Prompt
Please go through the records below and return every line holding the word "source".

Data supplied

PR #1030, opened 2021-11-15
[Sage-966] Modal - Updates Docs with Sage Tokens

### LINKED ISSUE #966: [Improvement] Documentation - update modal docs
## Description

updated the modal rails docs to use helper token instead of hard-coded `t-sage-` classes

anechol:
## Description

Updates Modal docs to use Sage tokens instead of hard-coded `t-sage` classes.

## Screenshots

N/A

## Testing in `sage-lib`

Check that there are no usages of hard-coded Sage classes on the Preview page.

(**LOW**) Updates Modal docs to use Sage tokens instead of hard-coded `t-sage` classes. No effect on Kajabi Products

## Related

Closes #966

### DIFF
--- a/docs/app/views/examples/components/modal/_preview.html.erb
+++ b/docs/app/views/examples/components/modal/_preview.html.erb
@@ -89,12 +89,12 @@
         } %>
       <% end %>
 
-      <p class="t-sage-body">
+      <p class="<%= SageClassnames::TYPE::BODY %>">
         Lorem ipsum dolor sit amet, consectetur adipiscing elit,
         sed do eiusmod tempor incididunt ut labore et dolore magna aliqua.
       </p>
 
-      <p class="t-sage-body">
+      <p class="<%= SageClassnames::TYPE::BODY %>">
         Lorem ipsum dolor sit amet, consectetur adipiscing elit,
         sed do eiusmod tempor incididunt ut labore et dolore magna aliqua.
       </p>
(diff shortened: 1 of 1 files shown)


pixelflips (approved):
LGTM! 👍🏼

docs/app/views/examples/components/modal/_preview.html.erb
```diff
@@ -89,12 +89,12 @@
         } %>
       <% end %>
 
-      <p class="t-sage-body">
+      <p class="<%= SageClassnames::TYPE::BODY %>">
         Lorem ipsum dolor sit amet, consectetur adipiscing elit,
```
monkeypox8, line 93: Not a blocker, but we may want to consider making this placeholder string a variable since it's being output in 10+ other examples.

monkeypox8 (approved):
👍🏼 LGTM! One item to consider, not a blocker.

Also, unrelated to the work in this PR, but the first row of modal trigger buttons is breaking out of the page container. A short term fix coul be to add `wrap: true` onto the button group, though mobile still overflows the container bounds. Longer term, we'll likely want to reorganize our examples on this page.

monicawheeler (approved):

docs/app/views/examples/components/modal/_preview.html.erb
anechol: Thanks for this! As far as the button wrapping issue, I've fixed that for now, but yes, the mobile wrapping issue is still there.

PR #1032, opened 2021-11-16
[Sage-942] Responsive PanelTile

### LINKED ISSUE #942: [Bug] PanelTiles and CardTiles: Add responsive considerations
SagePanelTile and SageCardTile both are set up to allow tiles in a 2-up, 3-up, or 4-up layout but as yet have no responsiveness considered.

- [x] Add breakpoints that change 4-up to 2-up below desktop and single column below tablet.
- [x] Add breakpoints that change 3-up to 2-up below desktop and single column below tablet.
- [x] Add breakpoints that change 2-up to single column below tablet.

Note, however, that these tiles can be contained inside Panels or Cards that themselves are narrow. We may therefore also want to consider either or both of:
- Find a way to provide breakpoints for where transitions can happen at custom breakpoints. This could provide the most fine-grained control but require configuration.
- Assuming that such a card or panel is inside a SageContainer that employs one of our standard container sizes, experiment with adding contextual breakpoints for where such tiles begin to be crowded. For example:
  - Given a `lg` container with a Panel and a 4-up tile set inside, when should the 4-up switch to 2-up?
  - Given a `sm` container with a Panel and a 2-up tile set inside, when should the 2-up switch to single column?
 
   This might provide better out-of-the-box functionality but still may not fit common uses of the component.

FuturaExtraBold:
## Description
Adds responsiveness for PanelTile. All instances of 4-up, 3-up, and 2-up change to 2-up on a tablet, and 1-up on mobile.

## Related
Closes #942 

## Screenshots
|  Desktop  |  Tablet  |  Mobile  |
|--------|--------|--------|
|image|image|image|

### Rails
- View [Rails component](http://localhost:4000/pages/component/panel)
- Check that the responsive layout works consistently no matter the number of tile columns.

### React
- View [Storybook](http://localhost:4100/?path=/story/sage-panel--panel-tiles)
- Check that the responsive layout works consistently no matter the number of tile columns.

1. (**LOW**) This simply adjusts the number of panel tiles on different screens. No updates or retrofitting is necessary.

### DIFF
--- a/packages/sage-assets/lib/stylesheets/components/_panel.scss
+++ b/packages/sage-assets/lib/stylesheets/components/_panel.scss
@@ -165,35 +165,26 @@
 }
 
 .sage-panel__tiles {
-  display: grid;
-  grid-gap: sage-spacing();
-  list-style: none;
-}
+  --sage-panel-tiles-gap: #{sage-spacing()};
 
-@for $i from 2 through 4 {
-  .sage-panel__tiles--#{$i}-up-condensed {
-    grid-gap: sage-spacing(xs);
+  display: grid;
+  grid-gap: var(--sage-panel-tiles-gap);
+  grid-template-columns: repeat(var(--sage-panel-tiles-columns), calc((100% - (var(--sage-panel-tiles-gap) * (var(--sage-panel-tiles-columns) - 1))) / var(--sage-panel-tiles-columns)));
+  list-style: none;
+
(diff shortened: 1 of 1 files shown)


anechol (approved):
LGTM

monicawheeler (approved):
🙌 Looks great!

philschanely (approved):

PR #380, opened 2020-05-25
Capture exception on Process Manager apply/2 and call error/3 callback

### LINKED ISSUE #379: Catch exceptions in Process Manager apply/2
Hi,

I have a PM that has defined the `error/3` callback but when throwing an exception during the `apply/2` command does not trigger the `errors/3` callback

Looking at the code I figured it out that we are not rescuing on apply/2

Handle processing:
https://github.com/commanded/commanded/blob/4a6df4a3fc3e318805574ca9cab5cef0a83617e3/lib/commanded/process_managers/process_manager_instance.ex#L235-L243

Apply processing:
https://github.com/commanded/commanded/blob/4a6df4a3fc3e318805574ca9cab5cef0a83617e3/lib/commanded/process_managers/process_manager_instance.ex#L323

The `interested/3` is also catching exceptions:
https://github.com/commanded/commanded/blob/4a6df4a3fc3e318805574ca9cab5cef0a83617e3/lib/commanded/process_managers/process_router.ex#L292-L398

If you think this is something that we should fix I can work on a PR.

marpo60:
Closes #379

### DIFF
--- a/lib/commanded/process_managers/process_manager_instance.ex
+++ b/lib/commanded/process_managers/process_manager_instance.ex
@@ -203,18 +203,24 @@ defmodule Commanded.ProcessManagers.ProcessManagerInstance do
         opts = [causation_id: event_id, correlation_id: correlation_id, returning: false]
 
         with :ok <- commands |> List.wrap() |> dispatch_commands(opts, state, event) do
-          process_state = mutate_state(event, state)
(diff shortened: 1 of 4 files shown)


slashdotdash:
Thanks @marpo60.

PR #383, opened 2020-06-05
Fix aggregate multis not returning intermediate events

y86:
Events returned by `Multi.execute` calls are not persisted if followed by `Multi.execute` calls that return another `multi` instead of events.


slashdotdash:
@y86 Could you extract the process manager cleanup changes into a separate pull request, leaving this one only contain the Multi fix.

y86:
I submitted a new one with only the multi changes

PR #385, opened 2020-06-17
Fix multi aggregate

y86:
Events returned by `Multi.execute` calls are not persisted if followed by `Multi.execute` calls that return another `multi` instead of events.


slashdotdash:
Thanks for fixing this bug @y86.

Issue #339, opened 2020-02-11
Pass enriched metadata to upcaster protocol


slashdotdash:
The `Commanded.Event.Upcaster` protocol allows events to be upcast by providing the source event and its metadata.  It would be useful to have access to the additional fields provided by the `Commanded.EventStore.RecordedEvent` struct, such as the event's `created_at` timestamp. 

Currently event metadata enrichment is only [applied to event handlers](https://github.com/commanded/commanded/blob/v1.0.0/lib/commanded/event/handler.ex#L681). Instead, this enrichment could be moved before upcasting to make it available to any event processors.

### Example usage

```elixir
defimpl Commanded.Event.Upcaster, for: AnEvent do
  def upcast(%AnEvent{} = event, metadata) do
    %AnEvent{name: name} = event
    %{:created_at => created_at} = metadata
    
    IO.inspect(metadata)
    # %{
    #   :causation_id => "db1ebd30-7d3c-40f7-87cd-12cd9966df32",
    #   :correlation_id => "1599630b-9c38-433c-9548-0dd793108ba0",
    #   :created_at => #DateTime<2017-10-30 11:19:56.178901Z>,
    #   :event_id => "5e4a0f38-385b-4d57-823b-a1bcf705b7bb",
    #   :event_number => 12345,
    #   :stream_id => "e42a588d-2cda-4314-a471-5d008cce01fc",
    #   :stream_version => 1,
    #   "issuer_id" => "0768d69a-d2b7-48f4-d0e9-083a97f7ebe0",
    #   "user_id" => "user@example.com"
    # }

    %AnEvent{event | first_name: name, created_at: created_at}
  end
end
```

vasspilka:
Hey, can I open a PR for this?

slashdotdash:
@vasspilka Yes, please do.

vasspilka:
@slashdotdash PR oppened

slashdotdash:
Fixed by #389.

Issue #327, opened 2019-12-10
Process Manager Metadata for Commands 


arfl:
I am curious: is it some way for process managers to add metadata to the dispatched commands. The `handle` function is supposed to return one command or a list of commands to be dispatched...

slashdotdash:
Unfortunately it's not currently supported. 

Can you give me an example of what kind of metadata you want to include? We could extend to process manager API to allow setting metadata.

trbngr:
One example: I'd love to be able to set the correlation id

arfl:
We do not use the causation_id/correlation_id provided by commanded/eventstore because they are just uuids. Our IDs are URIs and look like this one: `tech.studitemps:my_bounded_context_name.my_event_name.e7f4e458-3da6-427d-88e3-227bbad22062`, where `studitemps.tech` is our web site. So just looking at this kind of IDs you can determine what kind of event it is and which bounded context has thrown this event.
So we would like to store those causation_ids/correlation_ids in process managers also.

slashdotdash:
Pull request #389 provides access to enriched metadata in the [`Commanded.Event.Upcaster` protocol](https://hexdocs.pm/commanded/Commanded.Event.Upcaster.html). This could be used to copy any fields from the [`Commanded.EventStore.RecordedEvent`](https://hexdocs.pm/commanded/Commanded.EventStore.RecordedEvent.html) struct, such as the causation and correlation ids.

jdav-dev:
My team has a use case for this.  We store a `user_id` in metadata.  We would like process managers to take this `user_id` from events it handles and add it to commands it dispatches.  Right now, process managers cannot add metadata, nor do they receive metadata with the events.  Our workaround is middleware that copies the `user_id` based on a command's `causation_id`.

edwardzhou:
unable to access metadata not only in process manager, but also within Aggregate. Since Router.dispatch receives metadata in 3rd parameter, it is reasonable to pass it Aggregate.execute. this is very useful to carry the request user_id through the execution flow.

nicklayb:
Similarly to @jdav-dev,  we need metadata to be forwarded to next commands. We are using a commanded middleware to authorize command originators to dispatch commands. Pretty basic middleware that checks if the command's metadata includes an originator and that the originator is allowed to perform such command. The thing is that the initial command's metadata aren't forwarded to subsequent therefore following commands aren't authorized.

[...]

PR #389, opened 2020-07-05
Allow metadata in upcaster

vasspilka:
We allowing the Upcaster protocol casses to RecordedEvent metadata regarding the event.
This will allow to solve idepotency issues on EventHandlers and ProcessManagers by allowing to do checks based `event_uuid` or `event_number` as well as having access to `created_at` fields and correlation/causation, stream info.

This PR addresses #339 directly but also indirectly solves #327

### DIFF
--- a/test/event/upcaster_test.exs
+++ b/test/event/upcaster_test.exs
@@ -6,7 +6,7 @@ defmodule Event.UpcasterTest do
   alias Commanded.EventStore
   alias Commanded.EventStore.EventData
   alias Commanded.EventStore.RecordedEvent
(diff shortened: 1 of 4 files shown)


test/event/upcaster_test.exs
```diff
@@ -30,6 +30,27 @@ defmodule Event.UpcasterTest do
       assert version == 2
     end
 
+    test "upcasted event includes event metadata" do
```
vasspilka, line 33:
```suggestion
    test "upcasted event can include event metadata" do
```

slashdotdash:
Great stuff, thanks @vasspilka

PR #391, opened 2020-07-27
Add support to event store subscription options

YgorCastor:
There are some events store backends that allows some persistent subscriptions tuning, right now there's no way to configure those since the base behavior only cares about start_from. This pull request adds a new optional callback that allows the user to send a Keyword list with custom adapter-specific options.


slashdotdash:
Thanks for the pull request @YgorCastor. I will get this merged in before the next Commanded release.

slashdotdash:
Sorry, this has been automatically closed due to me changing the default branch from `master` to `develop`. An unintended side-effect!

slashdotdash:
Merged in 0c53a05993d5ad57ba0dd88ffd9a6a19c978b55e.

PR #400, opened 2020-08-16
Support custom state for event handlers

### LINKED ISSUE #366: Support Custom State for Event Handlers?
Background: We are building a platform to support multiple e-commerce stores. Each store needs to sync some of its data to an external source/API. Each store should run independently from each other, a failure in some store should not impact any other store. Therefore each store (variable number on our platform) should have one event handler to sync data. 

Each selected event in the stream needs to successfully be sync'd with the external API before moving on to the next event in order to guarantee successful processing & correct order. 

Issue: `Commanded.Event.Handler` does not support custom state to be passed upon start up all the way down to `handle` to allow filter & process of the correct events in order to accomplish the sync per store in our case. Nor a dynamic `name` to support multiple processes of the same event handler module. 

Some rough code idea: 

```elixir
defmodule Sync do
  use Commanded.Event.Handler, application: App, ...
  def handle(%AnEvent{..}, %{state: %{store: "foo"}} = _metadata), do: ...
end

Sync.start_link(name: "Sync#foo", store: "foo")
```

Would something like this make sense to be supported? Can I accomplish my objective differently?

Thank you!

slashdotdash:
An event handler can define and update custom state which is held in the `GenServer` process' memory. It is passed to the `handle/2` function as part of the metadata using the `:state` key. The state is transient and will be lost whenever the process restarts. 

Initial state can be set in the `init/1` callback function by adding a `:state` key to the config. It can also be provided when starting the handler process:

```elixir
ExampleHandler.start_link(state: initial_state)
```

Or when supervised:

```elixir
Supervisor.start_link([
  {ExampleHandler, state: initial_state}
], strategy: :one_for_one)
```

State can be updated by returning `{:ok, new_state}` from any `handle/2` function. Returning an `:ok` reply will keep the state unchanged.

Handler state is also included in the `Commanded.Event.FailureContext` struct passed to the `error/3` callback function.

### Example

```elixir
defmodule StatefulEventHandler do
  use Commanded.Event.Handler,
    application: ExampleApp,
    name: __MODULE__

  def init(config) do
    config = Keyword.put_new(config, :state, %{})

    {:ok, config}
  end

  def handle(event, metadata) do
    %{state: state} = metadata

    new_state = mutate_state(state)

    {:ok, new_state}
  end
end
```

Closes #366.

### DIFF
--- a/CHANGELOG.md
+++ b/CHANGELOG.md
@@ -9,6 +9,7 @@
 - Allow `GenServer` start options to be provided when starting event handlers and process managers ([#398](https://github.com/commanded/commanded/pull/398)).
 - Add `hibernate_after` option to application config ([#399](https://github.com/commanded/commanded/pull/399)).
 - Add support for providing adapter-specific event store subscription options ([#391](https://github.com/commanded/commanded/pull/391)).
+- Support custom state for event handlers ([#400](https://github.com/commanded/commanded/pull/400)).
 
 ## v1.1.1
 
--- a/lib/commanded/event/failure_context.ex
+++ b/lib/commanded/event/failure_context.ex
@@ -4,19 +4,27 @@ defmodule Commanded.Event.FailureContext do
 
   The available fields are:
 
-    - `application` - the associated `Commanded.Application`.
-    - `handler_name` - the name of the event handler.
-    - `context` - a map that is passed between each failure. Use it to store any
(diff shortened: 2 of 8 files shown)


larskluge:
Awesome, thank you @slashdotdash !

PR #402, opened 2020-08-24
Pass execution context to aggregates before execution

cjuniet:
Add an optional `before_execute/2` callback to Aggregates, called just before the `execute/2` callback, with the user-defined aggregate state and the current execution context. This is particularly useful to do some setup in the context of the aggregate process (e.g. set the aggregate's own logger's metadata).

See issue https://github.com/commanded/commanded/issues/403


slashdotdash:
Thanks for the PR @cjuniet.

Result of this task
The `Commanded.Event.Upcaster` protocol allows events to be upcast by providing the source event and its metadata.  It would be useful to have access to the additional fields provided by the `Commanded.EventStore.RecordedEvent` struct, such as the event's `created_at` timestamp. 
Background: We are building a platform to support multiple e-commerce stores. Each store needs to sync some of its data to an external source/API. Each store should run independently from each other, a failure in some store should not impact any other store. Therefore each store (variable number on our platform) should have one event handler to sync data. 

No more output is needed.